With his diminished caucus of 24 MPs, Singh said he will pressure the Liberals to spend more on health care, affordable housing, student aid and Indigenous infrastructure and services.
He has also called for a new one per cent “super wealth tax” on the value of an individual’s assets that exceeds $20 million, as well as a hard cap on cellphone and internet bills and cancellation of subsidies to oil and gas companies.
Singh would not discuss any specific conditions for his support of the Liberal minority.
Still, there are obvious areas of potential co-operation. For example, the Liberals and NDP committed to the implementation of a national pharmacare program.
The Liberal platform also pledged financial assistance for affordable housing and student aid, an increase to Old Age Security payments for those over age 75 and more generous benefits for children under the age of one, all issues that would likely find support from the NDP.
The New Democrats and Green party have made urgent action on climate change a priority. Trudeau himself has said that more action is required. But the aide cautioned that any strategy on climate change has to be “doable.”
One flashpoint is the Trans Mountain pipeline.
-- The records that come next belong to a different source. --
PR #1123, opened 2022-02-17
feat: Add checksum validation for installed binaries

kamilogorek:
Checksum validation is performed only for newly downloaded binaries, not cached ones. It also bails out if a checksum was not found due to an incorrect name or some CI misconfiguration. It also contains a new `SENTRYCLI_CHECKSUM_VALIDATION` flag that allows you to skip it in case something goes wrong but you still want to proceed.
Those fail-safe mechanisms are there only in case something goes wrong, and we don't want to break people's stuff.

### DIFF
--- a/scripts/install.js
+++ b/scripts/install.js
@@ -150,6 +150,43 @@ function getTempFile(cached) {
     .slice(2)}.tmp`;
 }
 
+function validateChecksum(tempPath, name) {
+  let storedHash;
+  try {
+    const checksums = fs.readFileSync(path.join(__dirname, '../checksums.txt'), 'utf8');
+    const entries = checksums.split('\n');
+    for (let i = 0; i < entries.length; i++) {
+      const [key, value] = entries[i].split('=');
+      if (key === name) {
+        storedHash = value;
+        break;
+      }
+    }
+  } catch (e) {
+    npmLog.info('Checksums are only available for npm published package. Skipping validation.');
+    return;
+  }
+
+  if (!storedHash) {
+    npmLog.info(`Checksum for ${name} not found, skipping validation.`);
+    return;
+  }
+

The Liberals bought the line in a bid to spur its expansion to better move Alberta oil to the west coast for shipment to overseas markets. But New Democrats oppose the project, raising the question whether the minority Parliament means the project is now in jeopardy.
Singh refused to say whether he would try to use his newfound power in parliament to cancel the multi-billion-dollar expansion of the pipeline.
“Everything is on the table. I can say that much, that we are not ruling out anything. But we’re not going to negotiate that here,” Singh said.
There’s a financial incentive for the parties to work together and avoid a snap vote. With spending allowances of just over $29 million each for the major parties in this election, mounting another budgetstraining campaign in the near future could be a challenge.
Trudeau got an early start Tuesday morning when he went to a Montreal subway stop to greet commuters, as he did after his 2015 win. Then he hit the road for Ottawa and the decisions that will shape his next government: whom to appoint to cabinet and to work in his office and when to recall Parliament.
In 2015, just over two weeks passed between the election and the swearing-in ceremony at Rideau Hall.
Beyond the challenges of navigating a minority Parliament, the election results hold a jarring message for the Liberals, despite their win. Compared to the 2015 results, they were down just over a million votes. They lost 20 seats from their pre-election standing. The party has no MPs in Alberta and Saskatchewan.
And turnout was also down slightly at 66 per cent compared to 68 per cent in 2015, suggesting voter dissatisfaction with this election.
That message too has been heard in the prime minister’s office, the strategist said.
“He has heard it loud and clear to listen to Canadians, to work with other parties,” he said.
Prime Minister Justin Trudeau waits to greet commuters at a metro station in his Montreal riding Tuesday morning.